We also enjoyed seeing the scenery for once on the train as it was daylight and a beautiful, sunny day so we could view the lush countryside.  A few minutes into the ride we notice there aren’t many tourists so we got to enjoy the local experience which was also nice.  A few minutes after that a stewardess came down the aisle with a drink cart and a little sticky bun snack for us, all included.  Well this is QUITE the surprise because there is nothing for free in this country.  Dave listened to his ipod and I nodded off for a bit and then the stewardess came back down the aisle around 11am with a box lunch for everyone and more drinks!  Lunch wasn’t spectacular, just rice with some unidentifiable fish and sausage with beans.  At least she asked us what we would like, "spicy or not-spicy?"  I got a kick out of that, not asking if we wanted vegetarian or meat or something, but spicy or not.  Only in Thailand I guess!  We were so satisfied with the service and unexpected treats and enjoying the lush scenery (by now we could see the ocean out of the left-hand side of the train) we didn’t mind that we were over an hour late getting into the Chumphon station.  We finally got in well after 3pm and found the ticket window to purchase the first ferry out the next morning at 7:30am since we missed the last one today.  They said they’d be at our hotel at 5:50am the next morning to pick us up. Oh, joy, I thought this was supposed to be our vacation?!

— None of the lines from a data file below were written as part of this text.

PR #499, opened 2020-05-12
basic api

fewdan:
[basic api](https://github.com/pingcap/chaos-mesh/issues/483)

add common api

### Check List 

Tests 

 - No code

Code changes

 - Has Go code change

Side effects

 - NO

Related changes

 - NO

```release-note
NONE
```


cwen0:
@fewdan remove core.sqlite file and add it to .gitignore file

pkg/apiserver/common/common.go
```diff
@@ -0,0 +1,155 @@
...
+
+// GetKinds returns the list of chaos kinds
+func (s *Service) GetKinds(c *gin.Context) {
+	ChaosKindList :=  make([]ChaosKind, 0)
+
+	ChaosKindList = append(ChaosKindList, ChaosKind{
+		Name: "PodChaos",
+	})
+
+	ChaosKindList = append(ChaosKindList, ChaosKind{
```
cwen0, line 138: I think we can get these crd types from Kubernetes.

fewdan: Obtained from K8s, if you need to add fields to the structure of chaoskind in the future, it may not be very convenient. For example, add a description field in chaoskind to describe the meaning of this type of chaos.

fewdan: Obtained from K8s, if you need to add fields to the structure of chaoskind in the future, it may not be very convenient. For example, add a description field in chaoskind to describe the meaning of this type of chaos.

fewdan: already edited

pkg/apiserver/common/common.go
```diff
@@ -0,0 +1,164 @@
...
+
+	if err != nil {
+		c.JSON(http.StatusOK, gin.H{
+			"status": apiserver.GetResourcesWrong,
+			"message": "get namespaces wrong",
+			"data": namespaceList,
+		})
+		return
+	}
+
```
yeya24, line 122: We can move `namespaceList :=  make([]Namespace, 0, len(namespace.Items))` here since we know the number of namespaces

pkg/apiserver/common/common.go
```diff
@@ -0,0 +1,164 @@
...
+}
+
+// GetKinds returns the list of chaos kinds
+func (s *Service) GetKinds(c *gin.Context) {
+	ChaosKindList :=  make([]ChaosKind, 0)
+
+	config, _ := ctrlconfig.GetConfig()
+	apiExtCli, _ := apiextensionsclientset.NewForConfig(config)
+
+	crdList, err := apiExtCli.ApiextensionsV1beta1().CustomResourceDefinitions().List(metav1.ListOptions{})
```
yeya24, line 143: This is good. But we can add a list option to filter `group:pingcap.com` if we want to optimize it further

pkg/apiserver/common/common.go
```diff
@@ -0,0 +1,164 @@
...
+			})
+		}
+	}
+
+	c.JSON(http.StatusOK, gin.H{
+		"status": apiserver.Success,
+		"message": "success",
+		"data": ChaosKindList,
+	})
+}
```
yeya24, line 164: Please add a new line

helm/chaos-mesh/values.yaml
```diff
@@ -21,7 +21,7 @@ controllerManager:
   replicaCount: 1
 
   image: pingcap/chaos-mesh:latest
-  imagePullPolicy: Always
+  imagePullPolicy: Never
```
zhouqiang-cl, line 24: why change to Never

fewdan: It was temporarily modified during the test and I forgot to change it back.

Issue #503, opened 2020-05-12
New info API for chaosfs sidecar


yeya24:
## Feature Request

The current chaosfs sidecar is just like a black box and it is hard to know its current status. The only way I can come up with is to check its logs. However, this is hard to achieve in E2E test.

Now many flaky IO E2E tests happen because it is hard to know whether the chaosfs recovers the fault or not. It would be nice to have such an `Info` grpc API to get the current status of injections.

Yisaer:
Good idea. We can also sync the sidecar information into IOChaos Status.

yeya24:
IMO the IO chaos status should be separated from the sidecar status. They are two different entities.

yeya24:
Actually what I need is just an API to check whether the chaosfs is injected or not and I don't care about the details of injections. So this API only returns a bool value. Is it reasonable? @cwen0 @Yisaer WDYT?

Yisaer:
> Actually what I need is just an API to check whether the chaosfs is injected or not and I don't care about the details of injections. So this API only returns a bool value. Is it reasonable? @cwen0 @Yisaer WDYT?

That's ok to me.

PR #504, opened 2020-05-13
Remove set clean start to true

yeya24:

This flag is used for cleanup all namespaces expect the system ns such as `kube-system`, `kube-public`, etc.

Though this is useful, it is quite dangerous and error-prone. Especially in the case that you need to use different context to switch between the local e2e k8s and other k8s clusters...


yeya24:
Sorry for the flaky again. We need #503.

Issue #482, opened 2020-05-09
Record chaos events to dbstore


fewdan:
## Feature Request

In order to complete chaos-server, we need to store relevant information. We need to watch all chaos object and record chaos events to DB store

PR #507, opened 2020-05-13
Record chaos event to dbstore

cwen0:

#482 

In this pr, we will watch all chaos object and record chaos events to DB store.

### Check List 

Tests 

 - Unit test
 - E2E test
 - No code

Code changes

 - Has Go code change

Side effects

Related changes

```release-note
NONE
```


cwen0:
> Is the information currently stored sufficient for API use? Should pod-related information be added to the event? There is an interface to get the event on the specified pod, that is to say we want to get the event by pod name and pod NS, so should we add pod information to the event?

Updated

cwen0:
@yeya24 If we delete this chaos, the `Experiment.Phase` will be set to `ExperimentPhaseFinishedCWen` at here https://github.com/pingcap/chaos-mesh/blob/master/controllers/common/types.go#L78, So the `finish_time` won't be empty. In addition, we will delete all incomplete events when to start chaos-server.

yeya24:
I will merge it when CI passes if you think it is okay. @cwen0 @fewdan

The taxi songtheaw took us to our hotel that looked to be on a main street.  The online reviews had described it as a Thai-version of a Travelodge and I’d have to agree.  We were quite happy, though, to relax in the air-con room with free wi-fi and relax with a siesta after our long, hot travel day.  Around dinnertime we asked the front desk where we could eat and they pointed us in one direction and said something like “brick-horn” which we just smiled and thanked them, having no idea what they meant.  We headed in the direction they suggested and came across a block of an outdoor market that looked good but there was no English anywhere and everything looked a bit like raw ingredients versus ready-made food to eat.  We decided to try going one more block and if we didn’t find anything we’d return to the market to eat.  Luckily, we found an air-con restaurant called “Prikhorn” just down the street which was where the hotel tried to tell us where to go.  It was very nice with excellent service, live music and delicious Thai food (if a bit repetitive, stir-fried noodles, shrimp and/or chicken and veggies).  After dinner we decided to call it a night as we had a very early wake-up the next day.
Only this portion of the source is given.